BRIEF DESCRIPTION OF THE DRAWINGS
[0034] The above and other features of the invention will become
more apparent by describing in detailed exemplary embodiments
thereof with reference to the accompanying drawings, in which:
[0035] FIG. 1 is a block diagram illustrating an exemplary
embodiment of a display apparatus, according to the invention;
[0036] FIG. 2 is a block diagram illustrating an exemplary
embodiment of a data driving part of FIG. 1;
[0037] FIG. 3 is a block diagram illustrating an exemplary
embodiment of an over-driving part of FIG. 2;
[0038] FIG. 4 is a circuit diagram illustrating an exemplary
embodiment of an over-driver of FIG. 3;
[0039] FIG. 5 is waveform diagram illustrating a data load signal,
a polarity control signal and a data signal of the over-driver of
FIG. 4;
[0040] FIGS. 6A to 6D are flowchart illustrating exemplary
embodiments of a method of driving a display panel performed by a
display panel driving apparatus of FIG. 1; and
[0041] FIG. 7 is a block diagram illustrating an alternative
exemplary embodiment of a display apparatus, according to the
invention.
DETAILED DESCRIPTION
[0042] The invention now will be described more fully hereinafter
with reference to the accompanying drawings, in which various
embodiments are shown. This invention may, however, be embodied in
many different forms, and should not be construed as limited to the
embodiments set forth herein. Rather, these embodiments are
provided so that this disclosure will be thorough and complete, and
will fully convey the scope of the invention to those skilled in
the art. Like reference numerals refer to like elements
throughout.
[0043] It will be understood that when an element is referred to as
being "on" another element, it can be directly on the other element
or intervening elements may be therebetween. In contrast, when an
element is referred to as being "directly on" another element,
there are no intervening elements present.
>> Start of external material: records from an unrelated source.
PR #2854, opened 2026-04-17
Move skopeo to go.podman.io

baude:
With potential repo moves and cirus EOL, we have decided to begin preparing by making changes to the skopeo module name.  See https://github.com/containers/go.podman.io/pull/6 for more information.

### DIFF
--- a/.cirrus.yml
+++ b/.cirrus.yml
@@ -11,7 +11,7 @@ env:
     GOPATH: &gopath "/var/tmp/go"
     GOBIN: "${GOPATH}/bin"
     GOCACHE: "${GOPATH}/cache"
-    GOSRC: &gosrc "/var/tmp/go/src/github.com/containers/skopeo"
+    GOSRC: &gosrc "/var/tmp/go/src/go.podman.io/skopeo"
     # Required for consistency with containers/image CI
     SKOPEO_PATH: *gosrc
     CIRRUS_WORKING_DIR: *gosrc
--- a/Makefile
+++ b/Makefile
@@ -80,7 +80,7 @@ INTERACTIVE := $(shell [ -t 0 ] && echo 1 || echo 0)
 ifeq ($(INTERACTIVE), 1)
 	CONTAINER_CMD += -t
 endif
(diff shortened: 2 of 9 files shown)


Luap99 (changes requested):
you will have to also rename the import in the Makefile where it is used to filter the tests
https://github.com/containers/skopeo/blob/904ff20c4de08ddeb420d44b5ba23a6130cccf79/Makefile#L266

Without this it tries to run all tests as part of unit tests which is not what we want and fails on osx

mtrmac (commented):
ACK to the idea and to these particular changes; but a full text search for `github.com/containers/skopeo` finds various repo-name-derived paths that would be at least misleading (or perhaps no longer work) after this.

The `osx` failure is real, probably due to a non-updated `github\.com/containers/skopeo` regex.

mtrmac (changes requested):
Also (frequently assuming a `GOPATH` layout; we could probably change that but let‘s not do that in this time-sensitive PR):
- `hack/get_ci_vm.sh`
- `.cirrus.yml`
- `install.md`
- `Makefile`
- `README.md`

differentiating between GitHub URLs (unchanged) and module name (changed)

Luap99 (approved):
LGTM

mtrmac (approved):
Thanks!

Non-blocking: Also https://github.com/containers/skopeo/blob/c0c63bb96ee59f06adace11beb44ab759ac9f71b/README.md?plain=1#L8 I think. It seems that it processes the module alias by redirecting back to the GitHub module name, so that doesn’t make much of a difference. (Alternatively, drop that? I don‘t know what good that badge does.)

---

There’s _some_ risk that this will break `image_test_skopeo_task` in container-libs, due to similar `GOPATH`-like references to the repo. I don’t think we can avoid that risk — switching container-libs to the new module name while the module does not use the new name yet would also not be consistent.

So just a FYI that this might happen today.

mtrmac:
@baude please rebase.

baude:
Given the rebase, I removed the readme you mentioned.

mtrmac (approved):

mtrmac:
Thanks!

PR #2870, opened 2026-05-06
copy: add --progress-interval for CI-compatible progress output

### LINKED ISSUE #658: Please provide a basic progress / transfer speed output ("CI compatible") on copy

IanEff:
In a pipe, skopeo copy was silent until success or failure.  

Add `--progress-interval` to the `copy` command.  When stderr is not a TTY, periodic timestamps are emitted to stderr with current blob's offset, total size, and transfer rate.  Defaults to 30s in non-TTY environments, & is disabled when a TTY is detected or when --quiet is passed.

Closes https://github.com/containers/skopeo/issues/658

### DIFF
--- a/cmd/skopeo/copy.go
+++ b/cmd/skopeo/copy.go
@@ -6,6 +6,7 @@ import (
 	"io"
 	"os"
 	"strings"
+	"time"
 
 	encconfig "github.com/containers/ocicrypt/config"
 	enchelpers "github.com/containers/ocicrypt/helpers"
@@ -17,6 +18,7 @@ import (
 	"go.podman.io/image/v5/manifest"
 	"go.podman.io/image/v5/transports"
 	"go.podman.io/image/v5/transports/alltransports"
+	"go.podman.io/image/v5/types"
 )
 
 type copyOptions struct {
@@ -36,6 +38,7 @@ type copyOptions struct {
 	encryptionKeys      []string                  // Keys needed to encrypt the image
 	decryptionKeys      []string                  // Keys needed to decrypt the image
 	imageParallelCopies uint                      // Maximum number of parallel requests when copying images
+	progressInterval    time.Duration             // interval for CI progress output; 0 = auto-detect
 }
 
 func copyCmd(global *globalOptions) *cobra.Command {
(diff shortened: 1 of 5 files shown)


cmd/skopeo/copy.go
```diff
@@ -242,7 +250,17 @@ func (opts *copyOptions) run(args []string, stdout io.Writer) (retErr error) {
 	copyOpts.MaxParallelDownloads = opts.imageParallelCopies
 	copyOpts.ForceCompressionFormat = opts.destImage.forceCompressionFormat
 
+	if opts.progressInterval > 0 {
+		copyOpts.ProgressInterval = opts.progressInterval
+		copyOpts.ReportWriter = nil // suppress TTY bar when logging to stderr
```
mtrmac, line 271: I don’t see where `stderr` figures in this logic at all. Is that just due to `resolveProgressInterval` deciding based on that?

---

`ReportWriter` contains quite a bit of other information, not just blob progress, so completely turning it off is not great.

cmd/skopeo/copy_progress.go
```diff
@@ -0,0 +1,60 @@
...
+)
+
+func runProgressConsumer(ch <-chan types.ProgressProperties, interval time.Duration, out io.Writer) {
+	type blobState struct {
+		total int64
+	}
+	blobs := map[string]*blobState{}
+
+	for props := range ch {
+		dig := props.Artifact.Digest.Encoded()
```
mtrmac, line 21: `Encoded` does not include the algorithm , that’s inaccurate as a map key.

cmd/skopeo/copy_progress.go
```diff
@@ -0,0 +1,60 @@
...
+
+		switch props.Event {
+		case types.ProgressEventNewArtifact:
+			blobs[dig] = &blobState{total: props.Artifact.Size}
+
+		case types.ProgressEventRead:
+			b := blobs[dig]
+			bytesPerSec := float64(props.OffsetUpdate) / interval.Seconds()
```
mtrmac, line 29: ??? `interval.Seconds` is a constant throughout the life of the function.

mtrmac (changes requested):
Thanks!

Just a _very_ quick look now: I think this is just the wrong place, and the way this needs to completely turn off `ReportWriter` is an indication of that. If we can make the c/image output better, that improves all callers, including notably Podman, and we can design a reasonable output there; maintaining code that writes progress reports in one repo and code that discards those progress reports in another repo seems rather unnecessary.

TomSweeneyRedHat:
Neat concept, thanks @IanEff !

Our CI requires that commits be signed, and it looks like you might need a rebase too.  Adjust per @mtrmac 's comments, do a `git commit --amend -s` for each of your commits, rebase, and push it again.

TomSweeneyRedHat:
@IanEff looks like this needs a rebase.

IanEff:
@mtrmac I'm inclined to agree.  I'll abandon this and go sniffing upstream in c/image, make the changes there.  Thank you for your feedback on my commit!

@TomSweeneyRedHat Thanks!

PR #2875, opened 2026-05-14
Feat/download foreign layers

### LINKED ISSUE #545: Add an option to copy foreign layers
I would like to skopeo copy a windows image to a linux host to create (via pure filesystem manipulation with umoci) new layers. Windows is dead slow with a lot of files, so I'd rather use linux :) I don't need to be able to run any commands, thus I don't need support for Dockerfile, RUN, etc. I just want to add files, and commit a new layer.

Trying out skopeo to do this, I unfortunately get:

```
skopeo --override-os windows --override-arch amd64 copy docker://microsoft/windowsservercore:ltsc2016 oci:windows-test:latest
Skipping foreign layer "sha256:3889bb8d808bbae6fa5a33e07093e65c31371bcf9e4c38c21be6b9af52ad1548" copy to oci
Skipping foreign layer "sha256:6631c2d2a60cd7ee5b334c2725b03e4d4976abb9a19c8e8dc9b806b3752745a6" copy to oci
Copying config sha256:9657141ae0624406d5e84631b2cab0eee14d2810a7ca29250d32d1babb68101b
 493 B / 493 B [============================================================] 0s
Storing signatures
```

Any advice? Should this work?

IanEff:
Add `--download-foreign-layers` to `skopeo copy` and `skopeo sync`.

When set, the flag instructs containers/image to fetch the contents of
nondistributable ("foreign") layers — e.g. Windows base layers — instead
of preserving only a URL reference to their original location. This is
useful for air-gapped copies of images whose upstream source may later
become unreachable.

`copy.Options.DownloadForeignLayers` fetches the blob but doesn't rewrite the layer's media type or clear the `urls` field. The man pages and integration test describe that behavior directly, rather than promising a rewrite that isn't coming.

This should suffice to close this issue.

Closes #545


TomSweeneyRedHat:
@IanEff this needs a rebase also.

kikar:
@IanEff Do you mind rebasing one more time? I've also been hit by this problem and would like a solution.

@TomSweeneyRedHat is the PR correct in principle? Can it be approved after rebase?

IanEff:
@kikar No conflicts in the rebase, so no trouble!  

@TomSweeneyRedHat: this is all clean, as per CONTRIBUTIONS, with an explanation in the PR.

kikar:
@mtrmac Any chances this can be reviewed?

docs/skopeo-copy.1.md
```diff
@@ -63,6 +63,12 @@ Preserve the digests during copying. Fail if the digest cannot be preserved.
 
 This option does not change what will be copied; consider using `--all` at the same time.
 
+**--download-foreign-layers**
+
+Download layer contents for nondistributable ("foreign") layers — e.g. Windows base layers — that would otherwise be skipped in favor of URL references to their original location. By default, foreign layers are not downloaded.
```
TomSweeneyRedHat:
```suggestion
Download layer contents for nondistributable ("foreign") layers — e.g., Windows base layers — that would otherwise be skipped in favor of URL references to their original location. By default, foreign layers are not downloaded when the destination can store URL references instead (notably `oci:` and `docker://`). Other destinations already fetch them.
```

integration/copy_test.go
```diff
@@ -555,6 +555,85 @@ func (s *copySuite) TestCopySucceedsWhenImageDoesNotMatchRuntimeButWeOverride()
...
+	}
+	require.NoError(t, json.Unmarshal(manifestBlob, &m))
+
+	var foreignDigests []digest.Digest
+	for _, l := range m.Layers {
+		if len(l.URLs) > 0 {
+			foreignDigests = append(foreignDigests, l.Digest)
+		}
+	}
+	require.NotEmpty(t, foreignDigests, "test image was expected to have at least one foreign layer; manifest: %s", manifestBlob)
```
TomSweeneyRedHat: Is this correct?  If the url is stripped at some point, will this fail?

TomSweeneyRedHat:
@IanEff needs an update, and the work in here is really @mtrmac's specialty; we'll need to grab some of his eyeball time on it.  After the doc change, and any @mtrmac may also have.

integration/copy_test.go
IanEff: Resolved in subsequent commit.

IanEff:
@TomSweeneyRedHat Addressed the issues you've raised in the PR.

kikar:
@mtrmac any chances of review?

docs/skopeo-sync.1.md
```diff
@@ -88,6 +88,12 @@ Preserve the digests during copying. Fail if the digest cannot be preserved.
 
 This option does not change what will be copied; consider using `--all` at the same time.
 
+**--download-foreign-layers**
+
+Download layer contents for nondistributable ("foreign") layers — e.g., Windows base layers — that would otherwise be skipped in favor of URL references to their original location. By default, foreign layers are not downloaded when the destination can store URL references instead (notably `oci:` and `docker://`). Other destinations already fetch them.
+
+Useful for air-gapped or offline copies of images whose original source may later become unreachable. The destination manifest is not rewritten: layers retain their original nondistributable media type and `urls` field.
```
mtrmac: I’d expect the two man pages to contain exactly the same text.

integration/copy_test.go
```diff
@@ -555,6 +555,70 @@ func (s *copySuite) TestCopySucceedsWhenImageDoesNotMatchRuntimeButWeOverride()
...
+// TestCopyDownloadForeignLayers verifies the user-visible effect of
+// --download-foreign-layers: with the flag the destination holds the contents of
+// nondistributable ("foreign") layers; without it those layers are skipped in favor of
+// the URL references carried by the source manifest.
+//
+// The destination is an oci: layout, the case containers/skopeo#545 was filed for: oci:
+// reports AcceptsForeignLayerURLs() == true, so by default the library preserves the URLs
+// and never fetches the blob. Destinations reporting false (dir:, containers-storage:,
+// docker-archive:) download foreign layers with or without this flag.
+//
```
mtrmac: I don’t particularly think this needs documenting here in that detail; if the test exercises both cases, that sufficiently shows that `oci:` is a suitable test method.

integration/copy_test.go
```diff
@@ -555,6 +555,70 @@ func (s *copySuite) TestCopySucceedsWhenImageDoesNotMatchRuntimeButWeOverride()
 		"containers-storage:"+storage+"test")
 }
 
+// TestCopyDownloadForeignLayers verifies the user-visible effect of
+// --download-foreign-layers: with the flag the destination holds the contents of
```
mtrmac: The flag meaning doesn’t need to be re-explained here.

integration/copy_test.go
```diff
@@ -555,6 +555,70 @@ func (s *copySuite) TestCopySucceedsWhenImageDoesNotMatchRuntimeButWeOverride()
...
+//
+// The destination is an oci: layout, the case containers/skopeo#545 was filed for: oci:
+// reports AcceptsForeignLayerURLs() == true, so by default the library preserves the URLs
+// and never fetches the blob. Destinations reporting false (dir:, containers-storage:,
+// docker-archive:) download foreign layers with or without this flag.
+//
+// The assertions deliberately never read the "urls" field of the layout written *with* the
+// flag. copy.Options.DownloadForeignLayers is documented to also translate the layer media
+// type to not indicate "nondistributable", which would imply dropping "urls"; as of the
+// vendored containers/image that rewrite does not happen. Keying the with-flag assertion
```
mtrmac: This PR needs to decide whether that behavior is a bug to be fixed (and in that case the man pages should not be promising that behavior) or a design decision (and in that case this comment should not be suggesting that this is a bug that might be fixed).

Given the 5-year history, and c/image’s stable API commitment, I think it’s reasonable to say that the semantics of `DownloadForeignLayers` is ~by definition correct and the documentation of that flag is what needs to be updated.

… but that kind of depends on your use case: if you were unhappy with that behavior and actually wanted it to be the other one, that should happen now before we add the CLI flag.

docs/skopeo-copy.1.md
```diff
@@ -63,6 +63,12 @@ Preserve the digests during copying. Fail if the digest cannot be preserved.
 
 This option does not change what will be copied; consider using `--all` at the same time.
 
+**--download-foreign-layers**
+
+Download layer contents for nondistributable ("foreign") layers — e.g., Windows base layers — that would otherwise be skipped in favor of URL references to their original location. By default, foreign layers are not downloaded when the destination can store URL references instead (notably `oci:` and `docker://`). Other destinations already fetch them.
```
mtrmac: This is saying ~the same thing ~three times. The “already” sentence is clearly redundant; the “otherwise” clause is also probably not necessary given the description of the default behavior.

integration/copy_test.go
```diff
@@ -555,6 +555,70 @@ func (s *copySuite) TestCopySucceedsWhenImageDoesNotMatchRuntimeButWeOverride()
...
+// off "urls" would turn a future upstream fix into a test failure. So the foreign layers
+// are identified from the control copy — which cannot lose its URLs, because nothing was
+// downloaded and the URL is the only pointer to the content — and the with-flag layout is
+// then required to be self-contained: every layer it lists is present on disk.
+func (s *copySuite) TestCopyDownloadForeignLayers() {
+	t := s.T()
+	withFlag := t.TempDir()
+	withoutFlag := t.TempDir()
+	assertSkopeoSucceeds(t, "", "--override-os=windows", "--override-arch=amd64", "copy", "--retry-times", "3", knownWindowsOnlyImage, "oci:"+withoutFlag)
```
mtrmac: This is a 100 MB download, and potentially impacts CI reliability.

A few-bytes image in `integration/fixtures`, using the `dir:` format as a source, would be better.

integration/copy_test.go
```diff
@@ -555,6 +555,70 @@ func (s *copySuite) TestCopySucceedsWhenImageDoesNotMatchRuntimeButWeOverride()
...
+	var foreignDigests []digest.Digest
+	for _, l := range ociLayoutLayers(t, withoutFlag) {
+		if len(l.URLs) != 0 {
+			foreignDigests = append(foreignDigests, l.Digest)
+		}
+	}
+	require.NotEmpty(t, foreignDigests, "%s was expected to contain at least one foreign layer", knownWindowsOnlyImage)
```
mtrmac: … and with a fixture, this can be a hard-coded digest value.

integration/copy_test.go
```diff
@@ -555,6 +555,70 @@ func (s *copySuite) TestCopySucceedsWhenImageDoesNotMatchRuntimeButWeOverride()
...
+	for _, d := range foreignDigests {
+		assert.NoFileExists(t, ociBlobPath(withoutFlag, d), "foreign layer %s should not be downloaded withou --download-foreign-layers", d)
```
mtrmac: (typo)

mtrmac (commented):
Thanks!

This makes sense overall.

Please squash the commits; it is valuable to have “one idea per commit” but we don’t need every WIP version; in particular, commits that don’t even compile are a hassle for `git bisect`.

IanEff:
@mtrmac: I've modified the PR and addressed the issues raised in the last push.  Totally agreed that this is de facto settled behavior.

mtrmac (approved):
Thanks!

PR #2884, opened 2026-05-30
feat: inspect: surface the image's Comment field

### LINKED ISSUE #2098: Comment section from inspect
Hi guys,

I'm trying to get the Comment attribute from the inspect. However, it doesn't seem to be available on the output. Is there something that I'm missing?
If I do podman inspect on that same local image, the comment attribute is there.

Thanks,
Luís

pen-pal:
## Problem

`skopeo inspect` does not show the image's `Comment` field. `docker inspect` and `podman inspect` do.

## Fix

Populate `Output.Comment` from the image config blob: top-level `comment` first, then last non-empty `history[].comment`. Field is `omitempty` — images without either are unchanged.

## Tests

`TestCommentFromConfigBlob` — 11 table-driven subtests (top-level, history, fallback, precedence, malformed, empty). Passes with `-race`.

Verified end-to-end against podman inspect on an Ubuntu Lima VM: byte-equal output for buildah-commented and alpine images, across `containers-storage:`, `dir:`, `oci:`, `oci-archive:`, `docker-archive:`, `docker-daemon:`, and `docker://` transports.

Fixes: https://github.com/containers/skopeo/issues/2098


mtrmac (changes requested):
Thanks!

No, `skopeo` itself should not be implementing this (and especially not by blindly expecting a specific JSON structure without checking the MIME type). This should be added to c/image, probably somewhere in `types.ImageInspectInfo`, and implemented there.

(Also compare https://github.com/containers/image/pull/2127/changes#diff-b842413dc81f44e58b840a4c0ca1debfc4777167c3e0681292e83d8049f6eef3 , note especially the review discussion about OCI format support.)

---

Also, https://github.com/podman-container-tools/skopeo/blob/main/CONTRIBUTING.md#sign-your-prs :
> Use your real name (sorry, no pseudonyms or anonymous contributions.)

[0044] It will be understood that, although the terms "first,"
"second," "third" etc. may be used herein to describe various
elements, components, regions, layers and/or sections, these
elements, components, regions, layers and/or sections should not be
limited by these terms. These terms are only used to distinguish
one element, component, region, layer or section from another
element, component, region, layer or section. Thus, "a first
element," "component," "region," "layer" or "section" discussed
below could be termed a second element, component, region, layer or
section without departing from the teachings herein.
[0045] The terminology used herein is for the purpose of describing
particular embodiments only and is not intended to be limiting. As
used herein, the singular forms "a," "an," and "the" are intended
to include the plural forms, including "at least one," unless the
content clearly indicates otherwise. "Or" means "and/or." As used
herein, the term "and/or" includes any and all combinations of one
or more of the associated listed items. It will be further
understood that the terms "comprises" and/or "comprising," or
"includes" and/or "including" when used in this specification,
specify the presence of stated features, regions, integers, steps,
operations, elements, and/or components, but do not preclude the
presence or addition of one or more other features, regions,
integers, steps, operations, elements, components, and/or groups
thereof.
[0046] Furthermore, relative terms, such as "lower" or "bottom" and
"upper" or "top," may be used herein to describe one element's
relationship to another element as illustrated in the Figures. It
will be understood that relative terms are intended to encompass
different orientations of the device in addition to the orientation
depicted in the Figures. For example, if the device in one of the
figures is turned over, elements described as being on the "lower"
side of other elements would then be oriented on "upper" sides of
the other elements. The exemplary term "lower," can therefore,
encompasses both an orientation of "lower" and "upper," depending
on the particular orientation of the figure. Similarly, if the
device in one of the figures is turned over, elements described as
"below" or "beneath" other elements would then be oriented "above"
the other elements. The exemplary terms "below" or "beneath" can,
therefore, encompass both an orientation of above and below.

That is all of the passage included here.